**What you need to do:** Start at the line in the entries below that contains "PR #5, opened 2017-06-07", stop at the line that contains "One can't create", and output exactly the lines in that span, both ends included.

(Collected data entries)
■ ■ ■
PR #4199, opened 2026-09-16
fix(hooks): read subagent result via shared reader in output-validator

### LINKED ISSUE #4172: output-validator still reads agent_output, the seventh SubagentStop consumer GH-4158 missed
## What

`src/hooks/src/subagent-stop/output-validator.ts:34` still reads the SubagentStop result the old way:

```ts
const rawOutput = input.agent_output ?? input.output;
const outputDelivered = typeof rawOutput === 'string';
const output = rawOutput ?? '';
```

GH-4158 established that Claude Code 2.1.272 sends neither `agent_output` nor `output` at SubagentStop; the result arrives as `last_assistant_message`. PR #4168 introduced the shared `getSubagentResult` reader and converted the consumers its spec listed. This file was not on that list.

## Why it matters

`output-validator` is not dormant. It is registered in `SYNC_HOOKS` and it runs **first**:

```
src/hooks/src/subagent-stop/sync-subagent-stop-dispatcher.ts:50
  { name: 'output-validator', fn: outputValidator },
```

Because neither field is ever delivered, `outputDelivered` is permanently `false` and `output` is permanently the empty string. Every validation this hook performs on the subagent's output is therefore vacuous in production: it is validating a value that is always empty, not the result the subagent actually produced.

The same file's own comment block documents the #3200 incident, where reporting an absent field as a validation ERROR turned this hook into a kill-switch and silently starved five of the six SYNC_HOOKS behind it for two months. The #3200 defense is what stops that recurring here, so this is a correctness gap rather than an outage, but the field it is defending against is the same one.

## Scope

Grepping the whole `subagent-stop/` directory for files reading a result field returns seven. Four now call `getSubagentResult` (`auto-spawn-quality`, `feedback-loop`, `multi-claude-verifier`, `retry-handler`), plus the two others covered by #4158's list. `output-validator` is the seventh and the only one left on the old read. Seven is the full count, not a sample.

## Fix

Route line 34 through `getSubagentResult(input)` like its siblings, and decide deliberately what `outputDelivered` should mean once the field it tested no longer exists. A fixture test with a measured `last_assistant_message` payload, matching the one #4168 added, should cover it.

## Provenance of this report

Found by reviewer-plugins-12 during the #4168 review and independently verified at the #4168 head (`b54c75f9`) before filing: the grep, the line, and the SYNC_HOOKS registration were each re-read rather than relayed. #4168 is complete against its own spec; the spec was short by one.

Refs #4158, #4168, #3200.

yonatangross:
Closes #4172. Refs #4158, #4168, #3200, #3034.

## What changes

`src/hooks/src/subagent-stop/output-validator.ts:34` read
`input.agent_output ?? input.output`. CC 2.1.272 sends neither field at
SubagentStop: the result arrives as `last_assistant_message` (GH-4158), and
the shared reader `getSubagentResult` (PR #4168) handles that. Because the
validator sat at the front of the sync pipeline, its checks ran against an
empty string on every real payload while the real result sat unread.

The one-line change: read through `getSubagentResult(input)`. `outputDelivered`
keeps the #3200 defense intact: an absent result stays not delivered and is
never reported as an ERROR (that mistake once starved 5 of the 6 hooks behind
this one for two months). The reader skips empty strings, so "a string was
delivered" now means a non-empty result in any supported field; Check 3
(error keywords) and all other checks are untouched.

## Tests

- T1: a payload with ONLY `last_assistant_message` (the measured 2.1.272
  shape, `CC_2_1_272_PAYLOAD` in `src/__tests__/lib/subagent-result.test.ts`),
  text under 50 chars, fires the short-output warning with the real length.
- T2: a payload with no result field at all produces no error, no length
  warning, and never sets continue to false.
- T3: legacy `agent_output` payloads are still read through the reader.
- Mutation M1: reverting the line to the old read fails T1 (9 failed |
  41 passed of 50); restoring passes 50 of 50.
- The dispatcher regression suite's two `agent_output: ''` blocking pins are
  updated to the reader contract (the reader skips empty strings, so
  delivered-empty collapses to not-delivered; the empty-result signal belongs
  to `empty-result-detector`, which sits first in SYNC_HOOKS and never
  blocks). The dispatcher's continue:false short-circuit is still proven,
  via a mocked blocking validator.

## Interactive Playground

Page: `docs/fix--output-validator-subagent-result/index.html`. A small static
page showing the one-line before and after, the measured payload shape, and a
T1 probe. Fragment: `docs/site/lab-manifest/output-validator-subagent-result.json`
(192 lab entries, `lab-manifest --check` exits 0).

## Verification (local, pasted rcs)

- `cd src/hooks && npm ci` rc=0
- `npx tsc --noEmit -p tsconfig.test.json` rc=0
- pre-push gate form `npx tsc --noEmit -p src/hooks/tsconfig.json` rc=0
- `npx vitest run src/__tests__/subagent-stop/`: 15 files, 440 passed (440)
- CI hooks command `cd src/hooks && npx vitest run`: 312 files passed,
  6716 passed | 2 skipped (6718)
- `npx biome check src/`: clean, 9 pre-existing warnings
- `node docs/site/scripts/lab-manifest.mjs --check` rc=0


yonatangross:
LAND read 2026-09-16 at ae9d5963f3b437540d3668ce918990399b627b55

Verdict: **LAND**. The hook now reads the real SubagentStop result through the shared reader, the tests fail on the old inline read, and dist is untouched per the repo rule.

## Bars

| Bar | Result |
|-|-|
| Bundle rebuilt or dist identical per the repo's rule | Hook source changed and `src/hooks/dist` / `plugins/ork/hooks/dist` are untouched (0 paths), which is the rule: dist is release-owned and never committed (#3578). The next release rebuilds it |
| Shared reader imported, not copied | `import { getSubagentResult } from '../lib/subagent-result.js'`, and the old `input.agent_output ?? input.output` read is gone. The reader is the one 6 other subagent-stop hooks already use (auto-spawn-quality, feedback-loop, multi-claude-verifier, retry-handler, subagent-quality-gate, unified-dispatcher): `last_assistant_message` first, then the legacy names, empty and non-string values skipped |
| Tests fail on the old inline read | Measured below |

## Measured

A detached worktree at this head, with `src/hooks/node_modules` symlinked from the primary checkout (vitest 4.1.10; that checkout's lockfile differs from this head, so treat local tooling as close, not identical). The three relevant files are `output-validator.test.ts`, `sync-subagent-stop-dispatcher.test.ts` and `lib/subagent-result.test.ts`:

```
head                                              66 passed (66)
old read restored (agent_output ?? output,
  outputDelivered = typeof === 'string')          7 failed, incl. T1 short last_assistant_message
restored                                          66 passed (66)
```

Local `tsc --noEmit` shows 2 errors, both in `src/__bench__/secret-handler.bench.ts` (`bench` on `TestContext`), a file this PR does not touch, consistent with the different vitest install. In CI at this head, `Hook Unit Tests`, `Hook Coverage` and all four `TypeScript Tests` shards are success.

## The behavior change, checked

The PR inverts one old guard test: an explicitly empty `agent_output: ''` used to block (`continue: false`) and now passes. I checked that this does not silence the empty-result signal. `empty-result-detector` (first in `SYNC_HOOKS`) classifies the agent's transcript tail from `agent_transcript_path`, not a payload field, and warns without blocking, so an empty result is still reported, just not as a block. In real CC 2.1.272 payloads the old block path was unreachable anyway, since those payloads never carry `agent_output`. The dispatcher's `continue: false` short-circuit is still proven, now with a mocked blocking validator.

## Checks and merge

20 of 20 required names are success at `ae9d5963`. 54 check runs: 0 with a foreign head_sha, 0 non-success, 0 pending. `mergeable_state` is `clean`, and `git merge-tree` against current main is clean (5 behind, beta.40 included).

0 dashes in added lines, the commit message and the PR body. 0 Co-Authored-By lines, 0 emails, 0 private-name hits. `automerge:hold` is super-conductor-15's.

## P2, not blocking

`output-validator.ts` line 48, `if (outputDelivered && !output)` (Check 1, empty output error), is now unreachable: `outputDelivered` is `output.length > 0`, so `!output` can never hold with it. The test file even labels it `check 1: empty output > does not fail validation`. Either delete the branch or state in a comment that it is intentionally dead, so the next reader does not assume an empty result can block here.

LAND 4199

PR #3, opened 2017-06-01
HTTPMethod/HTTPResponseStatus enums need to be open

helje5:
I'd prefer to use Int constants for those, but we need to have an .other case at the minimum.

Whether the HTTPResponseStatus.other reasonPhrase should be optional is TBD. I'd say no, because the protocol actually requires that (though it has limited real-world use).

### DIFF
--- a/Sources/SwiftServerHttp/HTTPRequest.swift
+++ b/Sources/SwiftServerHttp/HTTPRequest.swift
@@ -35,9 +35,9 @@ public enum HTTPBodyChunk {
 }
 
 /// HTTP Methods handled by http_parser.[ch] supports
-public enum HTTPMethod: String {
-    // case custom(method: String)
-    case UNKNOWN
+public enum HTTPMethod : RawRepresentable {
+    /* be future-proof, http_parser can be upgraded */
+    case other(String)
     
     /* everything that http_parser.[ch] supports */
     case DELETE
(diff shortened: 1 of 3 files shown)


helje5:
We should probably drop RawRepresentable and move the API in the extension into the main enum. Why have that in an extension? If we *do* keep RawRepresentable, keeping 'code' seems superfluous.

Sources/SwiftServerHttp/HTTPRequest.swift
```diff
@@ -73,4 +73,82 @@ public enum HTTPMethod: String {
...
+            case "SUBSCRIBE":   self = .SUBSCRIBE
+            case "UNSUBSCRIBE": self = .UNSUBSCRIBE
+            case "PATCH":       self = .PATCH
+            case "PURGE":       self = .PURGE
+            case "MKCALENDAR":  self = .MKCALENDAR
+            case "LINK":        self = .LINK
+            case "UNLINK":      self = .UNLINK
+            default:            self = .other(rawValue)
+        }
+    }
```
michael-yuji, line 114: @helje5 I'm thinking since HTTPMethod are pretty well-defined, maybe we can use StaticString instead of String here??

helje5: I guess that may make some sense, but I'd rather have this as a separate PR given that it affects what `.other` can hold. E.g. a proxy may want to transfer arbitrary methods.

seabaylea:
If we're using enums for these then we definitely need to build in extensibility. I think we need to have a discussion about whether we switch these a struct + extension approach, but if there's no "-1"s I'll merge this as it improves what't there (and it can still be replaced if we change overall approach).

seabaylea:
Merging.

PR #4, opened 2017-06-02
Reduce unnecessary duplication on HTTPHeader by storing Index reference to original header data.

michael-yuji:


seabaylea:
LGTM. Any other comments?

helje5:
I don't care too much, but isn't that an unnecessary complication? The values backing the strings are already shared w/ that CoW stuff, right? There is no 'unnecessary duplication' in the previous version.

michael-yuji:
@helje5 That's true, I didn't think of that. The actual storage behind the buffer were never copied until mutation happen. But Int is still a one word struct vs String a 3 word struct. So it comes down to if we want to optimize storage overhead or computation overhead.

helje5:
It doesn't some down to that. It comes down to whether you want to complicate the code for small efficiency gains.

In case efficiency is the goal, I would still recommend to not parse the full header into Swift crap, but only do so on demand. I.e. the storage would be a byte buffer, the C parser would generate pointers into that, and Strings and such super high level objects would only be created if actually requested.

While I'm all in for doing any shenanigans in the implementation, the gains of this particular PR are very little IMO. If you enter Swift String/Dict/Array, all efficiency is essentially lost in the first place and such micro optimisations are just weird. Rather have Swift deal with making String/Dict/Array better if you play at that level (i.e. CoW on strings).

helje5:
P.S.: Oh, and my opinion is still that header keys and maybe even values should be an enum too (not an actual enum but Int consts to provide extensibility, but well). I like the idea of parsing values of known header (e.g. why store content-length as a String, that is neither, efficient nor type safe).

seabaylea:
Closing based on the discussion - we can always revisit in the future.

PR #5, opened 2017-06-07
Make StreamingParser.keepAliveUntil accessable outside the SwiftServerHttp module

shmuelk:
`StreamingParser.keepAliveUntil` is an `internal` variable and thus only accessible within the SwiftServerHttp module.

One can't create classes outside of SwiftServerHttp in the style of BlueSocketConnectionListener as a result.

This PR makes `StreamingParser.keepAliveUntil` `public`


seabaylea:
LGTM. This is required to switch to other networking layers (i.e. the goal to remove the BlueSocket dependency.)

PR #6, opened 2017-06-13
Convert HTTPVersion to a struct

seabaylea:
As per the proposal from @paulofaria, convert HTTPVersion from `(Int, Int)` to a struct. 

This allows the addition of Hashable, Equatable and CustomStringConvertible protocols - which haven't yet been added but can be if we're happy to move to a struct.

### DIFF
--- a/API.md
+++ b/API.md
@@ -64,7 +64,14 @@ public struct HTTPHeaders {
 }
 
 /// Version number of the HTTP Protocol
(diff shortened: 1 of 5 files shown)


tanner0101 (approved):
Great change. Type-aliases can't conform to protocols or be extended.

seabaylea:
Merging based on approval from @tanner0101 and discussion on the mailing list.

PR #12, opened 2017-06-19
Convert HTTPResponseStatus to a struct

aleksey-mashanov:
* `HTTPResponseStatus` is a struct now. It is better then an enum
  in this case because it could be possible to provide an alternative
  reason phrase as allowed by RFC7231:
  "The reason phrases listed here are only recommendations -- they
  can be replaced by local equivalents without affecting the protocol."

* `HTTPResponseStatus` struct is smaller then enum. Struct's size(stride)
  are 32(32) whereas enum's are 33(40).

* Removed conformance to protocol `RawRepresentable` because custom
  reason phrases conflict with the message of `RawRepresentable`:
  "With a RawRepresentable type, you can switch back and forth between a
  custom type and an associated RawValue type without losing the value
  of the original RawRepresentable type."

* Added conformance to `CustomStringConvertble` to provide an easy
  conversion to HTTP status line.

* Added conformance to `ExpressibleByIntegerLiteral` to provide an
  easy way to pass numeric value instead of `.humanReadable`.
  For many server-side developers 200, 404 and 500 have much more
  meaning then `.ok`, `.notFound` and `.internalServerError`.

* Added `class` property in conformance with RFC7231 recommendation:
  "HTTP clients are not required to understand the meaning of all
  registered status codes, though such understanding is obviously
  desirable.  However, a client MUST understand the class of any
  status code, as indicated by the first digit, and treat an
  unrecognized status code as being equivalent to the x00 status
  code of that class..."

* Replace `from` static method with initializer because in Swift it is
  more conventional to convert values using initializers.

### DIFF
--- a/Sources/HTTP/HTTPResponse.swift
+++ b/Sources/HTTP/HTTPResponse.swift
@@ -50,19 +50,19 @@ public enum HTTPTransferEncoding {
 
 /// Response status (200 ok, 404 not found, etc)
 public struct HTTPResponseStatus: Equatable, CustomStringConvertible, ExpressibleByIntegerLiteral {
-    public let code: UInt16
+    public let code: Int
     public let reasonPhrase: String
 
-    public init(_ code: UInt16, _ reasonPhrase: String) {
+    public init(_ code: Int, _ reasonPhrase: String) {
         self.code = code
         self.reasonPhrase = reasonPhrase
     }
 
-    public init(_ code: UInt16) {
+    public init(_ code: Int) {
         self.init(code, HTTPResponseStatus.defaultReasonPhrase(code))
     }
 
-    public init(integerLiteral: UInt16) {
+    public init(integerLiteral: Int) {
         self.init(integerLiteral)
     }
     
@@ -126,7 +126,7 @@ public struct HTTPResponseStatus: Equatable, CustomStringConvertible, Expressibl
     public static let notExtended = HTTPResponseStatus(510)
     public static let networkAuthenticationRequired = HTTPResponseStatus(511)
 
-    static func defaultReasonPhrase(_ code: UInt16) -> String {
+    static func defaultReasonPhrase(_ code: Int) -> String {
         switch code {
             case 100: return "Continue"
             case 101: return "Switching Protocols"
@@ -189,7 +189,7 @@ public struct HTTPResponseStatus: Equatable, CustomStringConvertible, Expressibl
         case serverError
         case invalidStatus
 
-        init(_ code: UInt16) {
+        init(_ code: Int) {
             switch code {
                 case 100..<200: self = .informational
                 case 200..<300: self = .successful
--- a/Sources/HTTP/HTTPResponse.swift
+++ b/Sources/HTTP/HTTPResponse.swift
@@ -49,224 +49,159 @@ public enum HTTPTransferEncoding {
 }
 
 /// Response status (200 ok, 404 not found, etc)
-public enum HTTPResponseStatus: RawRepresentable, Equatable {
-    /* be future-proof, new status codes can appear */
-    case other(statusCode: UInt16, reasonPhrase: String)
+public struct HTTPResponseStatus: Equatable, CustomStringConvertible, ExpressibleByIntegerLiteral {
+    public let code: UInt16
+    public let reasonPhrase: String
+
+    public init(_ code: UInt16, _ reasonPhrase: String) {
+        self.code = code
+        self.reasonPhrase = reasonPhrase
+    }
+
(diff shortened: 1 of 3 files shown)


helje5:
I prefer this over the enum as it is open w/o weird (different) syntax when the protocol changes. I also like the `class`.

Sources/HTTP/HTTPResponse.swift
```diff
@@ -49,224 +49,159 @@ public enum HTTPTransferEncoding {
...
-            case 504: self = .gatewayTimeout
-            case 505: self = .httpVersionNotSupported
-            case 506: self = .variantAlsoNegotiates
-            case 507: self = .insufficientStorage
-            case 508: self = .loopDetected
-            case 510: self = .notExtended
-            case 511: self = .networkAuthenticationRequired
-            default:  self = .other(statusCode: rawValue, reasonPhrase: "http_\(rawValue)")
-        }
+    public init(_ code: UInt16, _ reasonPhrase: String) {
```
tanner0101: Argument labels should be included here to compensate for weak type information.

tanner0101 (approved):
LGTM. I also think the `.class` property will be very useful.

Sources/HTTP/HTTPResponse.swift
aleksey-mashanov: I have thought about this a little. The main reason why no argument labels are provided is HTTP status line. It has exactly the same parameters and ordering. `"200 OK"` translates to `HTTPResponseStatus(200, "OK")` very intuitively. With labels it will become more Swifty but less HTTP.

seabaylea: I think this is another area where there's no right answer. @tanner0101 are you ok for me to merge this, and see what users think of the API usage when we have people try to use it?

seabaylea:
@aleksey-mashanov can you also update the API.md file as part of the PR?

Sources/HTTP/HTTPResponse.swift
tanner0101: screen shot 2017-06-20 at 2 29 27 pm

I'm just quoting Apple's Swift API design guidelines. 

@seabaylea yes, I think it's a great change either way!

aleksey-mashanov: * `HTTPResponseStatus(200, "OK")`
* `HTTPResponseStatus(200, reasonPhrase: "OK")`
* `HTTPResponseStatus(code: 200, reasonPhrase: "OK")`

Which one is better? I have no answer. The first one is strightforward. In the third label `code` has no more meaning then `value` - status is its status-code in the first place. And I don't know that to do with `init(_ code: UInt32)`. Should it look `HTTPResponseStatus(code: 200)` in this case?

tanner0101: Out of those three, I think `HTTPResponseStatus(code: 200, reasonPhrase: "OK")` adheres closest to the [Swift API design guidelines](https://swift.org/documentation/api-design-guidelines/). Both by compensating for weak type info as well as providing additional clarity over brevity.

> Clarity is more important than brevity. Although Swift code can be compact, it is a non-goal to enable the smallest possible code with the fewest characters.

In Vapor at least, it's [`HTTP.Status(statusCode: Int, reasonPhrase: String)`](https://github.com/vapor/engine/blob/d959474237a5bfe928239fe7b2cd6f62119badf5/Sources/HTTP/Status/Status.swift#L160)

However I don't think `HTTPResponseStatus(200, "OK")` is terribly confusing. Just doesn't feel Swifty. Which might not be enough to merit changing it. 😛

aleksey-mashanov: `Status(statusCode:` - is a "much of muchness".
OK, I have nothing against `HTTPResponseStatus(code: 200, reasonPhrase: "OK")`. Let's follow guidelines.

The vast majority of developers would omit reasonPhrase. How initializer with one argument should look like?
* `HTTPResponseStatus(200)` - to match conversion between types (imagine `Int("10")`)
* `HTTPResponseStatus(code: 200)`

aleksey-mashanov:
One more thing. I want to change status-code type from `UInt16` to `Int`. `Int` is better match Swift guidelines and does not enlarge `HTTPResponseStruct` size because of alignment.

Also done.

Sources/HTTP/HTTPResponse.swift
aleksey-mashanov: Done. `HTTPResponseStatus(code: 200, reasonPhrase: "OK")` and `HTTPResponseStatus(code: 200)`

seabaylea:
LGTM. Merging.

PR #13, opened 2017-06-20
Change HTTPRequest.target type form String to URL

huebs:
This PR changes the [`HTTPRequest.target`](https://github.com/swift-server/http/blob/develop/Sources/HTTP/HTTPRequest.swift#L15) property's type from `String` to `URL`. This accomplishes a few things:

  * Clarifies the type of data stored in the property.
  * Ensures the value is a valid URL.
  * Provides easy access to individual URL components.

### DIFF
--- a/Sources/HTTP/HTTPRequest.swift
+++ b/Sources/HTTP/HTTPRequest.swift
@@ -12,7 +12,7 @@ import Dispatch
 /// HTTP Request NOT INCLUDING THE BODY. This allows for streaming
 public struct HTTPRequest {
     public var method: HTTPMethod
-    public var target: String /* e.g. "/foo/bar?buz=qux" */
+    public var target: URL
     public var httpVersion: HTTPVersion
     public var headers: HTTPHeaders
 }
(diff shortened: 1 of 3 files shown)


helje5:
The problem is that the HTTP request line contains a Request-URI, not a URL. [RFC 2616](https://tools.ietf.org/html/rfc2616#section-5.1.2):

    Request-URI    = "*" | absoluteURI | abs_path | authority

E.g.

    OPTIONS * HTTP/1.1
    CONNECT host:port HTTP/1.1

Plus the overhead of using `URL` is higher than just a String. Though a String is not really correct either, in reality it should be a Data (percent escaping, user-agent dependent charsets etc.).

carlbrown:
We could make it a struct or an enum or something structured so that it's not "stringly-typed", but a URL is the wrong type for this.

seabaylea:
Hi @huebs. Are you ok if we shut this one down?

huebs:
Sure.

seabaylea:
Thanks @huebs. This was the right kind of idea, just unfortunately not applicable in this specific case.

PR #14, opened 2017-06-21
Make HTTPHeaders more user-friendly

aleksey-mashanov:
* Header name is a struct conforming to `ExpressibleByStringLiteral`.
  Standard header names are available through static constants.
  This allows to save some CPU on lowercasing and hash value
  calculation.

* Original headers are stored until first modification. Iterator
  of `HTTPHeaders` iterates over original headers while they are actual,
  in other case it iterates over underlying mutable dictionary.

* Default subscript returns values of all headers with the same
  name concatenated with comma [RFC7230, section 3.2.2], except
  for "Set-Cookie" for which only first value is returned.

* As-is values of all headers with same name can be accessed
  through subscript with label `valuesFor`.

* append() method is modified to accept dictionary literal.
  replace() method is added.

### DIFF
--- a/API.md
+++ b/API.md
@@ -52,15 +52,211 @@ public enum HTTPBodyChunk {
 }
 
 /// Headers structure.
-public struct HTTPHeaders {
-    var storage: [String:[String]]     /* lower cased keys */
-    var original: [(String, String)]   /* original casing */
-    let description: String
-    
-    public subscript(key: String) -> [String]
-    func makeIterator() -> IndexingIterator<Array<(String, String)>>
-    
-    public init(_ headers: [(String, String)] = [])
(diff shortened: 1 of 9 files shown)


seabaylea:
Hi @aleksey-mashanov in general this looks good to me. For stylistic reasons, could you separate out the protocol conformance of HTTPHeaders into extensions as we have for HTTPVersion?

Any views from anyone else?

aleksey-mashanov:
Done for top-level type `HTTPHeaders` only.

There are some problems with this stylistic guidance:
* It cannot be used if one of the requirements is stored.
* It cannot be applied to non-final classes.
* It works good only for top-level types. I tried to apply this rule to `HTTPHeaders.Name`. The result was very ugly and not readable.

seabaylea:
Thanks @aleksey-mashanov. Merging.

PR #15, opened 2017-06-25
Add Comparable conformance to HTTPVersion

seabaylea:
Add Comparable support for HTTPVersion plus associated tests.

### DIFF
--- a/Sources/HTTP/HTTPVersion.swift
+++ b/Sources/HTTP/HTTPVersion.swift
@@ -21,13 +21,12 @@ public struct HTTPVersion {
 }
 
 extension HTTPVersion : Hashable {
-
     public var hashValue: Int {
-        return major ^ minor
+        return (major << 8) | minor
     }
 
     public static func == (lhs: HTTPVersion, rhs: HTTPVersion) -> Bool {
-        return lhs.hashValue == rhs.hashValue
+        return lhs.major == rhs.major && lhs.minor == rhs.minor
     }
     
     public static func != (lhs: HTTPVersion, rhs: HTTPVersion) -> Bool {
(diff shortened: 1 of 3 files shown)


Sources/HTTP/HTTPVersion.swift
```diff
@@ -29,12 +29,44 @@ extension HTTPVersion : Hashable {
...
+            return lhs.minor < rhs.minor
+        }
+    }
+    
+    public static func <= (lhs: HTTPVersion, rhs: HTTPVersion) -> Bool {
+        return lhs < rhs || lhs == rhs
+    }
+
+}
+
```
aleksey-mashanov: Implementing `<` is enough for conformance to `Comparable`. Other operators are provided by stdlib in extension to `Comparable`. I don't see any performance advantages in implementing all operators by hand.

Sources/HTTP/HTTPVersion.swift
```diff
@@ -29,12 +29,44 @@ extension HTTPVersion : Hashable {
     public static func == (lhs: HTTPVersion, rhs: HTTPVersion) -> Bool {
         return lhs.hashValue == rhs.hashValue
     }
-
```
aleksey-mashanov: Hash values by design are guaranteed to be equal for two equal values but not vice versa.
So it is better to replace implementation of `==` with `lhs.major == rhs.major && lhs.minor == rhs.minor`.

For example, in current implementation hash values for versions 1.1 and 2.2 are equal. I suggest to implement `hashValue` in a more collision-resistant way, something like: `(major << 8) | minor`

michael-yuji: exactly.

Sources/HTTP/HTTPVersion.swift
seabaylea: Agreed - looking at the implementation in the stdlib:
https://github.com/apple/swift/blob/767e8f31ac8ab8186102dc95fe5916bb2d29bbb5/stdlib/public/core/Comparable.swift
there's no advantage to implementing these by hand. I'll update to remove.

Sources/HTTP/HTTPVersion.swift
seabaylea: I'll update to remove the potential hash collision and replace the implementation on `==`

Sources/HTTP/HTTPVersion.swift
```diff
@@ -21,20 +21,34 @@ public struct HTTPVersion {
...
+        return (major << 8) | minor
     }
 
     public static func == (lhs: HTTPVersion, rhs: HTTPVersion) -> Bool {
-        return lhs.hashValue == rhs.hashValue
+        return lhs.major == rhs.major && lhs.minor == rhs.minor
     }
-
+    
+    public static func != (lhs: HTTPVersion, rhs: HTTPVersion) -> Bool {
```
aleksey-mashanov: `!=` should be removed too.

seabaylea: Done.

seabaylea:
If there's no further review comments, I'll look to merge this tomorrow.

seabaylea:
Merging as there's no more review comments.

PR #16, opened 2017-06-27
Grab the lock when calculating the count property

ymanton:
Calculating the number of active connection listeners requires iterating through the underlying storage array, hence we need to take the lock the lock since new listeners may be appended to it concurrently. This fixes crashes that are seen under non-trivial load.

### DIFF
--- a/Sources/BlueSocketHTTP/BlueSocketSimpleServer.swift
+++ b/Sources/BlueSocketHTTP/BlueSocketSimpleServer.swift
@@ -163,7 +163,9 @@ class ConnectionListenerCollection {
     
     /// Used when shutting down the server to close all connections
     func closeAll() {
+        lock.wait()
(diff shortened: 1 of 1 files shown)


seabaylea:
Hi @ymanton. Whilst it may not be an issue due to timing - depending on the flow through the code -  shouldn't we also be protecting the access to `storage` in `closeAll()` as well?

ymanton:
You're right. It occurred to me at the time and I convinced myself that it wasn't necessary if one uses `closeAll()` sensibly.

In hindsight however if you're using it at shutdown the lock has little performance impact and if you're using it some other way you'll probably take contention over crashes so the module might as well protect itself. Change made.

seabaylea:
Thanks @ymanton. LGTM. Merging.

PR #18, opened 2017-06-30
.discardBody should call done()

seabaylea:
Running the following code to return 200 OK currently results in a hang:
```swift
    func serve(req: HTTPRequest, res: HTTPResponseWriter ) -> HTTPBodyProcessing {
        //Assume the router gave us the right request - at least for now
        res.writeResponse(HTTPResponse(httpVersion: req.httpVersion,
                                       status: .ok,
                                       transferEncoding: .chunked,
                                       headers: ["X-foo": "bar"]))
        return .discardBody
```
■ ■ ■
**Your response:**
PR #5, opened 2017-06-07
Make StreamingParser.keepAliveUntil accessable outside the SwiftServerHttp module

shmuelk:
`StreamingParser.keepAliveUntil` is an `internal` variable and thus only accessible within the SwiftServerHttp module.

One can't create classes outside of SwiftServerHttp in the style of BlueSocketConnectionListener as a result.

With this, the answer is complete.